**** RAW DATA
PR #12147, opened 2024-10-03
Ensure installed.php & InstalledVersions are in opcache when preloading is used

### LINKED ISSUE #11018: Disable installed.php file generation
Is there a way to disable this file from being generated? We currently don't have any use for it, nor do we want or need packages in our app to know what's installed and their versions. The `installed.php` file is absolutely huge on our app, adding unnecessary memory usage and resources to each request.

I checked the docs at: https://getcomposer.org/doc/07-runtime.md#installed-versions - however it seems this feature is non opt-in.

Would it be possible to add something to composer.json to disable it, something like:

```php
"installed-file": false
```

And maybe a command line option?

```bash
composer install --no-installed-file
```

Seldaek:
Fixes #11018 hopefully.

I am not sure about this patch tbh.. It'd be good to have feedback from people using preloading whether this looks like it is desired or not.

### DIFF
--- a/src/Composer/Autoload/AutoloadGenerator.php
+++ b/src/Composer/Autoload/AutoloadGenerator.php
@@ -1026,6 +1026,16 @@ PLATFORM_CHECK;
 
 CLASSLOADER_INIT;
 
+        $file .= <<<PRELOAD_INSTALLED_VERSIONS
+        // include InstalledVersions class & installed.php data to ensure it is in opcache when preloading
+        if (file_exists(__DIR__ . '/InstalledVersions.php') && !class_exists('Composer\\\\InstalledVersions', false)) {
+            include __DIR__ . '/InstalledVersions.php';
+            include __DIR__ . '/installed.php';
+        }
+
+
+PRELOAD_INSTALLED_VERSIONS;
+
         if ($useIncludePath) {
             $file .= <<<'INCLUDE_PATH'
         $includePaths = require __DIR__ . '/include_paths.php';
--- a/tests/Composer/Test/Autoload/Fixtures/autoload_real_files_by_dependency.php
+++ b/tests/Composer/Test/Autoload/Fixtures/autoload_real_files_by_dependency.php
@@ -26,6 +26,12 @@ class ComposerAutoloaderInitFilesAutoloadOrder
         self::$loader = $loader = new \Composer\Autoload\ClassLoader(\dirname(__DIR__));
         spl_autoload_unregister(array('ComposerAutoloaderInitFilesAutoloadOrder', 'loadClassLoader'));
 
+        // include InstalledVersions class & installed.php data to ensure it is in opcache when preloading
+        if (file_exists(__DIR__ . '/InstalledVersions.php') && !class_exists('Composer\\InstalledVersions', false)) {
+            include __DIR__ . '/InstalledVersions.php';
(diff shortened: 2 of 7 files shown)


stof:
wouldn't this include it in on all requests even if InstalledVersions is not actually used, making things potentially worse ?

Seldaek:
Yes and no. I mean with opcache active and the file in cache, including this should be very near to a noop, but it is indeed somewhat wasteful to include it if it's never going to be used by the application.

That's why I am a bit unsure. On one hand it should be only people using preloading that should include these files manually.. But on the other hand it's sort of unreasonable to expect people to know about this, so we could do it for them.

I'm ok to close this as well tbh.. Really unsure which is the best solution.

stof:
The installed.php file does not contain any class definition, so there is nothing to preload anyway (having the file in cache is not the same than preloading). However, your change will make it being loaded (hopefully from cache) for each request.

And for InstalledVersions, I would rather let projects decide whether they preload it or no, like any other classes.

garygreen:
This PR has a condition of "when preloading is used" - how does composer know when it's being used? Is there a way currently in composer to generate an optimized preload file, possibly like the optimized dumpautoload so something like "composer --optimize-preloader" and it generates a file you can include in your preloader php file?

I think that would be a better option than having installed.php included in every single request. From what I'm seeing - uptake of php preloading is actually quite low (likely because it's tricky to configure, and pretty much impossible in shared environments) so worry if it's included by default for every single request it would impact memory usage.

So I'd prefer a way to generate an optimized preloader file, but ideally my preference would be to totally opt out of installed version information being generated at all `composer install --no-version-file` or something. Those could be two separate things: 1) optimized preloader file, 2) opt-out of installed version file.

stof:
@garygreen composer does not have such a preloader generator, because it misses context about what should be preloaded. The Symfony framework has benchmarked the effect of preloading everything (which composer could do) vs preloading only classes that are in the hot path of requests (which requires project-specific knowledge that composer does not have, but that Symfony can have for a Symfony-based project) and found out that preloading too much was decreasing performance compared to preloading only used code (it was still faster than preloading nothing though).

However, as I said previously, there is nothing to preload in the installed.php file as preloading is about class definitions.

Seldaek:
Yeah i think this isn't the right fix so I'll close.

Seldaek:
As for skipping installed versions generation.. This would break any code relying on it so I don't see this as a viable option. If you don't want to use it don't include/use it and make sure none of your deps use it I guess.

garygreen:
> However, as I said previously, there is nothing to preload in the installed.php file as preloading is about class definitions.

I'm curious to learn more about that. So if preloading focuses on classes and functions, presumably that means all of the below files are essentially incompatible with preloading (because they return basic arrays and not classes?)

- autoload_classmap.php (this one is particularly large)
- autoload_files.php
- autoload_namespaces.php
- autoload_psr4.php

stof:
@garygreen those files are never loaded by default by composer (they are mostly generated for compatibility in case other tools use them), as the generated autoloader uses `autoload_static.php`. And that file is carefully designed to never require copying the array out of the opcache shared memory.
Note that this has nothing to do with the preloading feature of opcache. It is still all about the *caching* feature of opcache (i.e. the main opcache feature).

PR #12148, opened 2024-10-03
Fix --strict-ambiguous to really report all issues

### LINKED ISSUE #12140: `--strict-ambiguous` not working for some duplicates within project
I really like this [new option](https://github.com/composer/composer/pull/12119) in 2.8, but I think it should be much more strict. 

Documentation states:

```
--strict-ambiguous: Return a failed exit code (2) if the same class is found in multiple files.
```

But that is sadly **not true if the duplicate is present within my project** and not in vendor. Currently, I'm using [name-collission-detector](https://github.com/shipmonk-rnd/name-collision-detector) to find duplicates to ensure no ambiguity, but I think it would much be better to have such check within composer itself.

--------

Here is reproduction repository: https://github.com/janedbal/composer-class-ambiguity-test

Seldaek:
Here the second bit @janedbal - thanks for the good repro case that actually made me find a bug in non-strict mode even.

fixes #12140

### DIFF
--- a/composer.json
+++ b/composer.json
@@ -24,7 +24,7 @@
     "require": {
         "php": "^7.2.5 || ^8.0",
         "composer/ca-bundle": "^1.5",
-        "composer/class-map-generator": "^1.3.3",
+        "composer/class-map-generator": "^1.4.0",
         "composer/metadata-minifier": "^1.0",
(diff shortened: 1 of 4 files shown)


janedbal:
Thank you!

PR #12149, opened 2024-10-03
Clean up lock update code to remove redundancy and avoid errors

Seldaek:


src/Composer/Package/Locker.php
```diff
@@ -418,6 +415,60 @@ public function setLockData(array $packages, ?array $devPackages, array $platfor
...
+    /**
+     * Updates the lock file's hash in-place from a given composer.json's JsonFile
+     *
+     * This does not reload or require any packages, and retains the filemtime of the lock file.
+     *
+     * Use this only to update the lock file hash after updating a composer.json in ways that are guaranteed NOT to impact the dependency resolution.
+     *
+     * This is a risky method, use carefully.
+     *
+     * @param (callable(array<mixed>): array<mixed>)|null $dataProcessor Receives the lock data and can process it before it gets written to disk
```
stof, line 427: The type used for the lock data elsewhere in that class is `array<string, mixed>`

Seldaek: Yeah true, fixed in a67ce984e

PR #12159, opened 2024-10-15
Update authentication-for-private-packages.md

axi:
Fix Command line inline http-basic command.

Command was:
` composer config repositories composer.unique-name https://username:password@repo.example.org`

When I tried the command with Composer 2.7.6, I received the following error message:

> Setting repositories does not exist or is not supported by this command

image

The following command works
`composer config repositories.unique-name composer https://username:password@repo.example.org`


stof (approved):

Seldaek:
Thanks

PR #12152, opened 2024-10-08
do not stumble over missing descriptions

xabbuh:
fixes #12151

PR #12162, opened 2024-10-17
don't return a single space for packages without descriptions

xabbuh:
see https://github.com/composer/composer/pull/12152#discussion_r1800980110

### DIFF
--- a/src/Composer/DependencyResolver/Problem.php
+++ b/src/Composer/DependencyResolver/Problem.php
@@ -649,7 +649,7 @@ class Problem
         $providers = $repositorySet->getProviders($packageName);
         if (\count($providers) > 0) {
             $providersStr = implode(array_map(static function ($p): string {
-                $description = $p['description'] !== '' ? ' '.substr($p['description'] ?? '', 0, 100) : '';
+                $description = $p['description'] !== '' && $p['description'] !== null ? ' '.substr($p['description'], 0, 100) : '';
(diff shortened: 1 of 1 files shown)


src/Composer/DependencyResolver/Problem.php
********
ACTIVITY = The answer is the line containing "--- a/src/Composer/DependencyResolver/Problem.php" together with every line after it in the records, repeated exactly and with nothing else.

TASK ANSWER =
--- a/src/Composer/DependencyResolver/Problem.php
+++ b/src/Composer/DependencyResolver/Problem.php
@@ -649,7 +649,7 @@ class Problem
         $providers = $repositorySet->getProviders($packageName);
         if (\count($providers) > 0) {
             $providersStr = implode(array_map(static function ($p): string {
-                $description = $p['description'] !== '' ? ' '.substr($p['description'] ?? '', 0, 100) : '';
+                $description = $p['description'] !== '' && $p['description'] !== null ? ' '.substr($p['description'], 0, 100) : '';
(diff shortened: 1 of 1 files shown)


src/Composer/DependencyResolver/Problem.php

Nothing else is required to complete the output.